If you’re not certain about an interaction, clarify

Slowly but surely, I’m learning to evaluate my own reactions with a bit more objectivity. But there are times that I can’t talk myself through something Ben said or did, or didn’t say, or didn’t do. So, I ask him. His response to a simple question — “What did you mean by that?” — can sweep away cobwebs, both real and imagined.
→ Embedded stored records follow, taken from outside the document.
PR #201, opened 2024-01-12
RSDK-3099: add resourceconfig tests

purplenicole730:
[Jira ticket](https://viam.atlassian.net/browse/RSDK-3099)

Notes:
* Added tests for `API`, `Name`, `Model`, `LinkConfig`, and `ResourceConfig`.
* Did not add tests for `OrientationConfig` or `GeometryConfig`. These tests assume that `OrientationConfig` and `GeometryConfig` methods work perfectly.
* **Found a bug where remotes were not stored properly** when a `Name` is converted `to_proto()` and then `from_proto()`. Fixed by:
- * `to_proto()`: Checking if `remote_name()` defined, and if so, add `remote_name()` to proto's `name()`.
- * `from_proto()`: Checking if `name_parts` is empty, and if so, `remote_name = ""`.
* Added getter functions to `LinkConfig`.


src/viam/sdk/tests/test_resource.cpp
```diff
@@ -0,0 +1,172 @@
...
+
+BOOST_AUTO_TEST_CASE(test_name) {
+    Name name1(API::from_string("ns:service:st"), "remote", "name");
+    BOOST_CHECK_EQUAL(name1.api().to_string(), "ns:service:st");
+    BOOST_CHECK_EQUAL(name1.remote_name(), "remote");
+    BOOST_CHECK_EQUAL(name1.name(), "name");
+    BOOST_CHECK_EQUAL(name1.to_string(), "ns:service:st/remote:name");
+    BOOST_CHECK_EQUAL(name1.short_name(), "remote:name");
+    // TODO: Currently, remotes not being returned from proto for whatever reason
+    // BOOST_CHECK_EQUAL(Name::from_proto(name1.to_proto()), name1);
```
purplenicole730, line 47: Bug where remotes are not being stored or retrieved properly when `to_proto()` and `from_proto()` are called

src/viam/sdk/config/resource.hpp
```diff
@@ -26,6 +26,11 @@ class ResourceConfig {
     viam::app::v1::ComponentConfig to_proto() const;
     ResourceConfig(std::string type);
     Name resource_name();
+    void set_api(API api);
+    void set_frame(LinkConfig frame);
+    void set_model(Model model);
+    void set_name(std::string name);
+    void set_namespace(std::string ns);
```
benjirewis, line 33: Hmm what's the point of adding these setters here and on `LinkConfig` (the getters on `LinkConfig` seem fine)? I see you're using them in tests, but it mostly seems like you're calling `set_*()` and then `*()` and asserting that the field was set as expected (which hypothetically does not test any existing functionality). I would be against providing these methods publicly to users if possible.

benjirewis (commented):
Nice! Just a q on the setters and tests don't seem to be passing (is that due to the remote bug?).

src/viam/sdk/config/resource.hpp
purplenicole730: The setters are just for testing, so you're right when you say that these methods are probably not the way to go. I guess what I can do is make a proto object and then call `from_proto()` on it. I will change that!

purplenicole730:
> Nice! Just a q on the setters and tests don't seem to be passing (is that due to the remote bug?).

I don't know why the test isn't failing, as it's passing locally.

src/viam/sdk/tests/test_resource.cpp
```diff
@@ -0,0 +1,172 @@
...
+    BOOST_CHECK_THROW(Model::from_str("@"), std::runtime_error);
+}
+
+BOOST_AUTO_TEST_CASE(test_linkconfig) {
+    translation t;
+    t.x = 0;
+    t.y = 1;
+    t.z = 2;
+    OrientationConfig ocfg = OrientationConfig();
+    GeometryConfig gcfg;
```
stuqdog, line 84: I suspect (but have not tested) that the errors causing test failure are centered around this value. Looking through the logs we see the following error message: `/tmp/src/viam/sdk/../../viam/sdk/spatialmath/geometry.hpp:42:7: runtime error: load of value 3983782352, which is not a valid value for type 'GeometryType'`.

What this reads as to me is the `GeometryType` value we're getting is random junk data rather than a default value. This makes some sense, because `GeometryType` is just an enum so an int under the hood. From some brief glancing around, `GeometryType` is really only used in `GeometryConfig`, and the other places where we're looking at `GeometryConfig` we're either getting it from a proto type (in which case we'd set the `GeometryType` in conversion) or we're explicitly setting it. 

I suspect if we set some sort of default value for `geometry_type_` when constructing a `GeometryConfig` then the errors (or at least the ones I saw) would go away. This is definitely something we'll want to see fixed before merging this PR. If you want to test locally and not go through the very slow turnaround process of committing and checking CI, you can use the `dockerfile`s in the SDK to imitate the CI process locally. Let me know if you want any help with that, happy to provide it!

stuqdog (changes requested):
Nice, love to see this! Some requested changes around the setters and testing but overall it looks great.

src/viam/sdk/config/resource.hpp
purplenicole730: Makes sense. I was using `GeometryConfig` as a template, not realizing that there must be a reason why we don't have these setter functions elsewhere.

src/viam/sdk/spatialmath/orientation.cpp
```diff
@@ -107,7 +107,7 @@ proto::Orientation OrientationConfig::to_proto() const {
             aa.set_y(a.y);
             aa.set_z(a.z);
             aa.set_theta(a.theta);
-            orientation.set_allocated_axis_angles(&aa);
+            *orientation.mutable_axis_angles() = aa;
```
acmorrow, line 110: You can likely ` = std::move(aa)` here, and similar below.

src/viam/sdk/tests/test_resource.cpp
acmorrow: `GeometryConfig` has no constructors at all, so all trivial fields like `geometry_type_` will be uninitialized when a `GeometryConfig` is declared on the stack. I suggest giving it a default constructor (or non-static data member initializers!) for such fields. Worth checking other related types like `pose` for similar issues.

Generally though, I dislike having a "default" for things like this. Notably `OrientationConfig` defaults to a quaternion with a particular quaternion-y value. But why that default and not some other?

Enlist your partner’s support

For me, working through preconceptions involves lifting them from subconscious to conscious thought. Given that this issue impacts our relationship, I’m thinking Ben and I can work together on this. So the next time I see him, I’m going to tell him about this essay. I’m going to fess up about the unhealthy mental gymnastics I sometimes put myself through. I’m going to acknowledge the damage I could unwittingly do to our budding connection. And I’m going to ask him to speak up if he feels I’m mishearing or misjudging him, so we can talk it through. Who knows? Maybe he’s going through something similar.

I get that following these steps — especially that last one — leaves me vulnerable. I’m nervous about exposing my weaknesses to someone I want to see me as, well, spectacular. But I’m going to try. It’s time to help old-Amy fade into my past. As it turns out, to let my middle-aged romance blossom, I’m not quite done growing up.